Apagó el cigarro sobre el piso y la punta se regó como un fuete de centellas y le
preguntó a Miguel por qué estaban perdiendo y él señaló hacia las montañas de la
frontera y dijo: —Porque nuestras ametralladoras no pasaron por ahí.
También Miguel apagó el cigarro y comenzó a canturrear:
Los cuatro generales, los cuatro generales,
los cuatro generales, mamita mía,
que se han alzado...
y él le contestó, recargado también contra los sacos de arena:
Para la Nochebuena, mamita mía,
serán ahorcados, serán ahorcados...
Cantaron mucho, para matar el tiempo. Había muchas horas como ésta, en las que
vigilaban y no pasaba nada y entonces cantaban. No anunciaban que iban a cantar.

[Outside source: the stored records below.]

PR #4974, opened 2026-07-20
[model] fix: preserve Nemotron runtime config

cuichenx:
## Summary

- pass the original provider config to the Nemotron VL and Omni runtime wrappers
- add focused provider regressions

## Root cause

The wrappers defaulted to the deep-copied `LLaVAModel` config, while training setup installed gradient-finalization hooks on the original provider. Per-token loss training therefore missed its final global-token gradient normalization.

## Why CP exposed it

SFT with `CP > 1` requires `calculate_per_token_loss=True`. That path accumulates summed token gradients and relies on `finalize_model_grads` to reduce the global token count across DP/CP/PP and apply `1 / global_tokens`. The detached runtime config hid that finalizer, so PP1/CP2 trained with unnormalized gradients. PP2/CP1 stayed healthy because legacy microbatch normalization runs before backward; explicitly enabling per-token loss on PP1/CP1 reproduced the failure without CP.

## Validation

- 19 focused unit tests passed
- `pre-commit run --all-files` passed
- An earlier 1,200-step H100 PP1/CP2 validation improved from `2.663212` unfixed to `1.481910` with the same fix: https://wandb.ai/nvidia-nemo-fw-public/megatron-bridge-nemotron-omni/runs/45zvay4l

### CP1/CP2 per-token equivalence

Verified at exact head `6fa31ceef00b9eadd4424d5ca11e0ed95f7094a4` with Megatron-Core `adfb8ec7926215bfd0d5120aaf6b080de224d328` and `nvcr.io/nvidia/nemo:26.06` (squashfs SHA-256 `0dbe69a640877451d19a576628295082cc4892f405db290f4d425588f629f41a`).

Both arms used `calculate_per_token_loss=True`, PP1, TP2, EP8, DP4, LoRA, multimodal in-batch packing, sequence length 4096, MBS4/GBS16, deterministic seed 1234, and the same Direct-HF MedPix data. The only semantic topology difference was CP1 versus CP2.

- CP1: Slurm `14194160`, 1x8 H100, completed `0:0`, W&B https://wandb.ai/nvidia-nemo-fw-public/megatron-bridge-nemotron-omni/runs/3wpk3vfe
- CP2: Slurm `14194161`, 2x8 H100, completed `0:0`, W&B https://wandb.ai/nvidia-nemo-fw-public/megatron-bridge-nemotron-omni/runs/ng03m1my
- Complete 1,200-step comparison: `roughly_equal`, loss correlation `0.998791`, zero skipped/NaN steps
[...]

PR #4885, opened 2026-07-15
feat(model): add canonical Nemotron Omni model

aroshanghias-nvd:
# What does this PR do?

Add a dedicated `NemotronOmniModel` and conversion contract for processor-expanded multimodal sequences without using the historical Nemotron Omni `LLaVAModel` collapse/expand path.

> **Fresh review requested:** The branch history has been replaced with a main-based implementation of the reviewed data-boundary packing design. The earlier model-owned-packing implementation is obsolete; please review this series from the beginning.

The ownership boundary is now:

- The data pipeline packs processor-expanded token sequences and constructs `PackedSeqParams`. MBridge's canonical collator provides this behavior for native MBridge training; external callers such as NeMo-RL may provide the same caller-packed THD contract from their own data pipeline.
- `NemotronOmniModel` receives the full packed THD sequence, builds and inserts media embeddings, and only then selects the context-parallel portion of the merged embedding sequence.
- Packing does not run inside model forward.

# Changelog

- Add `NemotronOmniModel`, reusing the existing RADIO encoder, multimodal projector, and Nemotron-H language model components.
- Preserve expanded image placeholders through the canonical collator, with packing performed at the data boundary.
- Keep the legacy LLaVA collator and provider/bridge compatibility path explicit for compatible legacy checkpoints.
- Add the caller-packed THD model contract needed to insert media embeddings before context-parallel slicing.
- Register canonical Nano and Super Omni HF architectures with `AutoBridge`, with versioned contracts that reject ambiguous legacy checkpoints.
- Add canonical import/export mappings for the top-level model namespace and reverse MTP QKV mapping support for Nemotron-H.
- Add conversion, model-forward, media-alignment, packing, Mamba-boundary, activation, and compatibility tests.

# Validation

- Ruff lint and formatting checks passed.
- Focused unit and functional validation passed, including the two-rank caller-packed context-parallel path.
- The corresponding NeMo-RL distributed suite passed CP2 checkpoint, TP/SP, TP2+CP2, padded multi-row attention, and PP2 coverage against this exact MBridge head.
- Nano image-GRPO validation covering generation, training, repeated vLLM refit, checkpointing, and probability agreement is recorded in [W&B](https://wandb.ai/joc/nemotron-omni-main-migration).

# Scope and follow-up

[...]

PR #6067, opened 2026-09-11
fix(training): restore gradient synchronization for copied model configs

aroshanghias-nvd:
# What does this PR do?

Install training callbacks on the configuration consumed by Megatron's scheduler. This fixes a silent gradient-synchronization failure when a provider, such as canonical Nemotron Omni, copies its configuration while constructing the model.

## Why the existing binding is incorrect

`setup()` currently passes the provider configuration (or the GPT/Hybrid builder's transformer configuration) to `_update_model_config_funcs()`. This assumes that the selected object is also the runtime model configuration.

Canonical Omni breaks that identity assumption:

1. The provider copies its configuration into `language_cfg` and passes it to the canonical model.
2. The model constructor stores that copy as `model.config`.
3. After building the model and optimizer, Bridge installs `finalize_model_grads_func`, `grad_scale_func`, and applicable synchronization callbacks on the original provider.
4. Megatron reads `get_model_config(model)`. Its finalization callback is still `None`, so the conditional scheduler call is skipped.

Conceptually, the existing path does this:

```python
runtime_config = deepcopy(provider_config)
model.config = runtime_config
install_callbacks(provider_config)
# provider_config.finalize_model_grads_func is set
# model.config.finalize_model_grads_func is still None
```

This PR obtains the callback target from `get_model_config(model[0])`, matching the scheduler's lookup. The existing installer continues to construct the callbacks and per-chunk callback lists. The reduction algorithms and normalization settings are unchanged.

## Training consequence—and why a run can look healthy

In the reproduced PP=1 configuration with `overlap_grad_reduce=False`, gradient finalization completes the required DP/CP reductions and applicable TP reductions for replicated parameters. The distributed optimizer assumes those operations have completed before it consumes its owned gradient slices. Without them, a shard can update from its owner's local contribution instead of the intended combined gradient.

A small example uses 512 zero-initialized parameters and fresh distributed Adam state. Every parameter receives a local contribution of `+1` on DP rank 0 and `-3` on DP rank 1. Rank 0 owns the first half of the optimizer update; rank 1 owns the second half.

| Case | Existing binding | Corrected binding |
|---|---|---|
| DP=2, TP=1; contributions `+1`, `-3` | Owned gradients remain `+1` and `-3`; 256 parameters decrease and 256 increase | The combined gradient is negative; all 512 parameters increase |
| TP=2, DP=1; replicated parameter contributions `+1`, `-1` | TP replicas update in opposite directions | Contributions cancel; all parameters remain zero |

Parameter all-gather can still give DP replicas identical final weights after the incorrect updates. It assembles the already-updated parameter shards; it does not combine the gradients or recompute the optimizer updates. Every replica therefore receives the same mixture of shard updates based on different ranks' local gradients. Backward also continues to produce nonzero gradients with useful learning signal. Consequently, matching DP weights, stable losses, or successful training completion do not establish that synchronization was correct.

This is a training-correctness finding. It does **not** establish that existing trained models are unusable, quantify model-quality degradation, or demonstrate a full-model TMPE improvement. Affected historical runs require their exact provider, entrypoint, runtime configuration, and overlap settings to be checked. This patch does not repair prior optimizer history or prescribe a checkpoint reset.

# Changelog

- Resolve the runtime configuration from the constructed model when installing training callbacks.
- Add regression coverage through the real `setup()` call and callback installer, with model construction and external services mocked.
- Cover copied Omni configurations and ordinary GPT/Hybrid providers, retain the GPT/Hybrid ModelConfig tests that traverse the actual builder dispatch, and include one representative two-chunk case for overlapped callback installation.
- Exercise the actual PP=1 scheduler with three microbatches: assert exactly one finalizer call with the correct model and process groups during training, and none during forward-only inference.

# Validation

Validation base: Bridge `2eae3c971dd6971beb403e6536987427b7e8a3b2`, with its pinned MCore `c9b53d0a87cb926f47115259593ecfeb351ca29f`.

- **Before/after regression:** running all eight new cases against unpatched `setup.py` produces three expected failures and five passes. Both copied-Omni binding cases fail because `config.finalize_model_grads_func` is `None`; the training scheduler case fails because the finalizer is called zero times. All eight pass with the fix.
- **Targeted unit tests:** **46 passed, 0 failed, 0 skipped.** This includes the eight new callback cases, existing setup and setup-restart-hook tests, and the four state-reset tests.
- **Two-GPU numerical validation: all eight cases passed for the unchanged production fix.** Tested existing/corrected bindings, DP=2 or TP=2, and both two-item/three-item loss contracts with actual Megatron DDP, scheduler, gradient finalization, and precision-aware distributed Adam (PyTorch 2.11.0+cu130).
- **Lint/format:** all repository pre-commit hooks passed; `git diff --check` passed.
- **Static typing limitation:** strict mypy was attempted in the lightweight local check environment, but did not pass because runtime imports were unavailable and the existing source reports typing errors. This is not a clean mypy result.

The eight new unit-test cases check callback binding and scheduler invocation. The GPT/Hybrid ModelConfig cases traverse the real `_build_distributed_model()` dispatch with a lightweight recording builder; other model construction is mocked. The scheduler test also mocks forward/backward computation and the finalizer itself. Numerical gradient correctness is covered by the separate two-GPU experiment described above, not by these unit tests.

The targeted test commands, in an environment with Bridge and its pinned MCore installed, are:

```bash
uv run python -m pytest tests/unit_tests/training/test_runtime_callbacks.py \
  tests/unit_tests/training/test_setup.py \
  tests/unit_tests/training/test_setup_restart_hooks.py -q
uv run python -m pytest tests/unit_tests/training/test_state.py -k reset_for_restart -q
```

To reproduce the original failure, run the new test file against unpatched `setup.py`:

```bash
uv run python -m pytest tests/unit_tests/training/test_runtime_callbacks.py \
  -q
```

The numerical check distinguishes both loss contracts: the two-item, already-normalized loss used by GRPO requires the sum `-2`; the three-item loss with two global tokens produces `-1`. The corrected binding preserves both contracts. Numerical topology coverage is PP=1, CP=1, with DP and TP tested separately. Callback-list tests cover multiple chunks and overlap wiring; they are not a claim of full distributed PP>1, CP>1, or FSDP qualification.

# GitHub Actions CI

The new regression tests live under `tests/unit_tests/training/`. Repository CI remains the merge gate; the standalone numerical experiment is additional validation, not a new CI job in this PR.

- [x] Added necessary regression tests.
- [x] Explained the behavioral change, impact, and validation limits above; no user-facing configuration change requires separate documentation.
- [x] No new dependency or optional-library requirement.

# Additional information

Related history: #4974 (July 23) explicitly preserved the provider configuration in the legacy Omni wrapper. #4885 (July 29 Pacific / July 30 UTC) introduced the canonical path using a copied runtime configuration and also removed the legacy wrapper's explicit `config=self`. This identifies a recurrence in that rewrite relative to its parent; it is not a claim that July was the first-ever occurrence or that every subsequent training run was affected.

### DIFF
--- a/src/megatron/bridge/training/setup.py
+++ b/src/megatron/bridge/training/setup.py
@@ -34,6 +34,7 @@ from megatron.core.process_groups_config import ProcessGroupCollection
 from megatron.core.rerun_state_machine import RerunDataIterator
 from megatron.core.transformer import MegatronModule
 from megatron.core.transformer.multi_token_prediction import get_mtp_ranks
+from megatron.core.utils import get_model_config
 from megatron.training.models.base import ModelConfig
 
 from megatron.bridge.data.loaders import build_train_valid_test_datasets_for_num_epochs, setup_data_iterators
@@ -469,7 +470,8 @@ def setup(
 
     _update_model_config_funcs(
         model,
-        cfg.model.transformer if isinstance(cfg.model, (GPTModelConfig, HybridModelConfig)) else cfg.model,
+        # Providers may copy their configuration while constructing the model.
+        get_model_config(model[0]),
         cfg.ddp,
         optimizer,
         align_grad_reduce=cfg.dist.align_grad_reduce,
--- a/tests/unit_tests/training/test_runtime_callbacks.py
+++ b/tests/unit_tests/training/test_runtime_callbacks.py
@@ -1,0 +1,229 @@
+# Copyright (c) 2026, NVIDIA CORPORATION. All rights reserved.
+
+import contextlib
+from types import SimpleNamespace
+from unittest.mock import MagicMock, Mock, patch
+
+import pytest
+import torch
+from megatron.core.enums import ModelType
+from megatron.core.pipeline_parallel import schedules
+from megatron.core.utils import get_model_config
+
+import megatron.bridge.training.setup as training_setup
+from megatron.bridge.models.gpt.gpt_builder import GPTModelConfig
+from megatron.bridge.models.gpt_provider import GPTModelProvider
+from megatron.bridge.models.hybrid.hybrid_builder import HybridModelConfig
+from megatron.bridge.models.hybrid.hybrid_provider import HybridModelProvider
+from megatron.bridge.models.nemotron_omni.nemotron_omni_provider import NemotronOmniModelProvider
+from megatron.bridge.models.transformer_config import TransformerConfig
+from megatron.bridge.training.state import GlobalState
+
+
+pytestmark = pytest.mark.unit
+
+
+class FakeDDP:
+    def __init__(self, config: TransformerConfig) -> None:
+        self.module = SimpleNamespace(config=config, model_type=ModelType.encoder_or_decoder)
+        self.no_sync = Mock(side_effect=contextlib.nullcontext)
+        self.start_grad_sync = Mock()
+        self.start_param_sync = Mock()
+
+
+def _make_configs(
+    kind: str,
+) -> tuple[GPTModelProvider | HybridModelProvider | GPTModelConfig | HybridModelConfig, TransformerConfig]:
+    dimensions = dict(num_layers=1, hidden_size=8, num_attention_heads=2)
+    if kind == "copied_omni":
+        provider = NemotronOmniModelProvider(**dimensions)
+        return provider, provider._copy_config_without_runtime_process_groups(deep=True)
+    if kind in ("gpt_provider", "hybrid_provider"):
+        provider = (GPTModelProvider if kind == "gpt_provider" else HybridModelProvider)(**dimensions)
+        return provider, provider
+    runtime = TransformerConfig(**dimensions)
+    builder = GPTModelConfig if kind == "gpt_builder" else HybridModelConfig
+    return builder(transformer=runtime, vocab_size=32), runtime
+
+
+def _run_setup(
+    provider: GPTModelProvider | HybridModelProvider | GPTModelConfig | HybridModelConfig,
+    model: list[FakeDDP],
+    ddp_config: SimpleNamespace,
+) -> tuple[MagicMock, SimpleNamespace]:
+    """Exercise the real setup call and installer without constructing a training job."""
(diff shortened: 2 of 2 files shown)


yaoyu-33:
Checked the new ModelConfig path. The production fix already targets the correct runtime config for both paths: GPTModelBuilder and HybridModelBuilder pass their nested transformer config into the constructed model, and the scheduler reads that same object through get_model_config(model[0]). I pushed 65bece81aa91916729d1fb8cecb566112f0dc665 to strengthen the regression coverage: the test now uses BridgeGPTModelConfig and actually traverses _build_distributed_model for both GPT and Hybrid instead of mocking the builder dispatch. @aroshanghias-nvd please review the added coverage.

aroshanghias-nvd:
looks good to me. I'm removing some of the tests added, since they were not that helpful. I will make a commit soon.

aroshanghias-nvd:
/ok to test [33c47e4](https://github.com/NVIDIA-NeMo/Megatron-Bridge/pull/6067/commits/33c47e44ffeef1fcd1bbd4dc6350e2ab2ee3fde2)

cuichenx (approved):

cuichenx:
/ok to test https://github.com/NVIDIA-NeMo/Megatron-Bridge/pull/6067/commits/234789c766d0b47bdfc90bdb793bc39a8b655c46

cuichenx:
/ok to test https://github.com/NVIDIA-NeMo/Megatron-Bridge/pull/6067/commits/fe56c9e1dc3810d115e9c57e95224dd78aeb4b59

cuichenx:
/ok to test https://github.com/NVIDIA-NeMo/Megatron-Bridge/pull/6067/commits/fc71484e377de9edb963aef82e02f3a1a5dc0b0b

cuichenx:
/ok to test https://github.com/NVIDIA-NeMo/Megatron-Bridge/pull/6067/commits/3e6c19acbae4cecaf2bffe9512648db45f8d151d

PR #6068, opened 2026-09-12
feat(peft): seed multi-LoRA slot re-initialization in init_adapter_slot

yushengsu-thu:
# What does this PR do ?

Adds an optional `seed` to the model-level `init_adapter_slot()` so a multi-LoRA adapter slot can be (re)initialised reproducibly across ranks and runs.

# Changelog

- `init_adapter_slot(model, idx, rank, alpha, seed=None)`: with `seed`, snapshot the CUDA RNG-tracker states, rebuild every stream from the seed via `tracker.add` (so byte-tensor and graph-safe generator states both work), call `reset_adapter(idx)` then `init_adapter_slot(idx, rank, alpha)` on every multi-LoRA layer in model order, and restore the saved states in a `finally`. Without `seed` behaviour is unchanged.
- Tests: CPU tests for the unseeded (weights kept) and seeded (every layer re-drawn, B zeroed) paths in `TestMultiLoRAModelHelpers`; a GPU test in `TestMultiLoRALinearGPU` that the same seed reproduces identical weights, a different seed does not, and the tracker streams are restored afterwards.

Motivation: in disaggregated multi-LoRA serving/training a slot is reused for many adapters. Today its weights come from construction or from the previous `clear_adapter_slot()` re-init, which is DP-consistent but not reproducible; RL pipelines that restart an adapter need a deterministic init.

# GitHub Actions CI

**Pre checks**:

- [x] Does the PR affect components that are optional to install? (Ex: Numba, Pynini, Apex etc) — no

# Additional Information

- Ported from radixark/Megatron-Bridge#34, where it has been in production use since 2026-08-30.
- Follow-up to #4218 / #5155 / #5156.

# Validation

- `tests/unit_tests/peft`: **446 passed, 7 skipped** (baseline 443). New tests PASSED by name: `TestMultiLoRAModelHelpers::test_init_adapter_slot_unseeded_keeps_slot_weights`, `TestMultiLoRAModelHelpers::test_init_adapter_slot_seeded_reinitializes_every_layer`, `TestMultiLoRALinearGPU::test_init_adapter_slot_seeded_is_reproducible` (GPU, NCCL + model-parallel init).
- GPU: `rx devbox` 2× H200 (h200-sci-k8s), image `nvcr.io/nvidia/pytorch:26.08-py3` (the upstream CI base image), TE 2.18.0+27486e03 (matches upstream `uv.lock`), Megatron-Core at `.main.commit` `c9b53d0a8`, Megatron-Bridge editable. Command mirrors CI's `Launch_Unit_Tests_Core.sh`: `CUDA_VISIBLE_DEVICES=0,1 pytest -m "not pleasefixme"`. Baseline `upstream/main@2eae3c971` on the same box: `tests/unit_tests/peft` 443 passed / 7 skipped, the three model-bridge export files 181 passed, `test_qwen3_next_bridge.py` 23 passed. `ruff check`, `ruff check --select I`, `ruff format --check` (ruff 0.9.9) pass on the changed files.

# Revision 2 (review follow-up, 5c77076d6)

- Reseed through `model_parallel_cuda_manual_seed(seed + 100 * pp_rank)` instead of a rank-independent `seed + offset` per stream, so `model-parallel-rng` keeps `+2718+tp_rank`, `expert-parallel-rng` keeps `+1024+100*ep_rank+etp_rank` and `data-parallel-rng` stays equal across replicas; TP/EP/ETP shards draw distinct values while DP replicas match, exactly as the base weights do.
- `reset()` / `add()` moved inside the `try`; `finally` restores the tracker states and the default CUDA generator.
- New two-rank module `tests/unit_tests/peft/test_multi_lora_seeded_slot_distributed.py` (`torch.distributed.run --nproc_per_node=2`): TP=2 shards distinct and reproducible per rank, DP=2 identical, EP=2 expert stream distinct while the data-parallel stream matches. CPU tests stub the topology-aware reseed.
- Validation (2× RTX 4090, `nvcr.io/nvidia/pytorch:26.08-py3`, TE 2.18.0+27486e03, Megatron-Core at `.main.commit`): fail-before with the previous `multi_lora_layers.py` → `2 failed, 1 passed` on the new module (TP=2 shards collapse); pass-after → `3 passed` on both ranks; `tests/unit_tests/peft` single-process 446 passed / 10 skipped with no new failures against `main` (443 / 7); the three seeded tests PASSED by name.

### DIFF
--- a/src/megatron/bridge/peft/multi_lora_layers.py
+++ b/src/megatron/bridge/peft/multi_lora_layers.py
@@ -926,17 +926,43 @@ def install_moe_slot_routing(model) -> int:
     return installed
 
 
-def init_adapter_slot(model, idx: int, rank: int, alpha: float) -> None:
+def init_adapter_slot(model, idx: int, rank: int, alpha: float, seed: int | None = None) -> None:
     """Claim slot ``idx`` across every multi-LoRA layer for an adapter.
 
     A model-wide adapter is the set of slot-``idx`` chunks across all layers;
     this initialises that set with the given ``rank``/``alpha``. Thin iterator
     over the model — per-slot setup (rank/alpha bookkeeping + rank-mask
     invariant) lives on the layer itself in
-    :meth:`MultiLoRALinear.init_adapter_slot` /
+    :meth:`MultiLoRALinear.init_adapter_slot`.
+
+    Without ``seed`` the slot keeps whatever weights construction or the last
+    :func:`clear_adapter_slot` re-init left behind (DP-consistent but not
+    reproducible). With ``seed`` every layer's slot weights are re-initialised
+    deterministically first: the RNG-tracker streams are reseeded from ``seed``
+    for the duration and restored afterwards, so a given seed reproduces the
+    same adapter weights on every rank and every run (layers draw sequentially
+    from the reseeded streams).
     """
-    for module in _iter_multi_lora_modules(model):
-        module.init_adapter_slot(idx, rank, alpha)
+    if seed is None:
+        for module in _iter_multi_lora_modules(model):
+            module.init_adapter_slot(idx, rank, alpha)
+        return
+
+    from megatron.core.tensor_parallel.random import get_cuda_rng_tracker
+
+    tracker = get_cuda_rng_tracker()
+    saved_states = tracker.get_states()
+    # Rebuild each stream from the seed through tracker.add, which mints the
+    # tracker's native state representation (byte tensor or graph-safe generator).
+    tracker.reset()
+    for offset, name in enumerate(sorted(saved_states)):
+        tracker.add(name, seed + offset + 1)
+    try:
+        for module in _iter_multi_lora_modules(model):
+            module.reset_adapter(idx)
+            module.init_adapter_slot(idx, rank, alpha)
+    finally:
+        tracker.set_states(saved_states)
 
 
 def clear_adapter_slot(model, idx: int) -> None:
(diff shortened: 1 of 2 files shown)


yaoyu-33 (dismissed):

src/megatron/bridge/peft/multi_lora_layers.py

Tampoco sentían vergüenza de cantar en voz alta enfrente de los demás. Igual que
cuando reían sin motivo y jugaban a las peleas y también cantaban en la playa cerca de
Cocuya, con los pescadores. Sólo que ahora cantaban para darse ánimo, aunque la letra
pareciera una burla, porque los cuatro generales no fueron ahorcados, sino que los
tenían copados en este pueblo y frente a ellos estaba la frontera de la montaña. Ya no
tenían a dónde ir.
El sol empezó a esconderse temprano, como a las cuatro de la tarde, y él acarició su
viejo fusil naranjero, con su mango pintado de amarillo, y se puso la gorra. Se abufandó,
igual que Miguel. Desde hacía días, quería proponerle una cosa. Sus botas estaban
gastadas, pero todavía aguantaban. Miguel, en cambio, andaba con unas alpargatas
viejas, envueltas en trapos y amarradas con cordeles. Quería decirle que podían alternar
las botas: un día él y otro día yo. Pero no se atrevía. Las arrugas de la cara le decían que
no debía hacerlo. Ahora se soplaron las manos, porque ya sabían lo que es pasar una
noche de invierno sobre la azotea. Entonces, del fondo de la calle, como si hubiera
salido de uno de esos cráteres, apareció corriendo un soldado nuestro republicano.
Agitaba los brazos y por fin cayó, boca abajo. Detrás de él, varios soldados republicanos
golpeaban con las botas las aceras bombardeadas. Aquel cañoneo, que parecía tan
lejano, se acercó de un solo golpe y desde la calle uno de los soldados gritó:
—¡Armas, por favor, armas!
—¡No se detengan! —gritó el hombre que iba al frente de nuestros soldados—. ¡No
sean un blanco fácil!
Pasaron corriendo debajo de ellos y ellos apuntaron la ametralladora hacia la
retaguardia de sus compañeros: creyeron que los venían persiguiendo.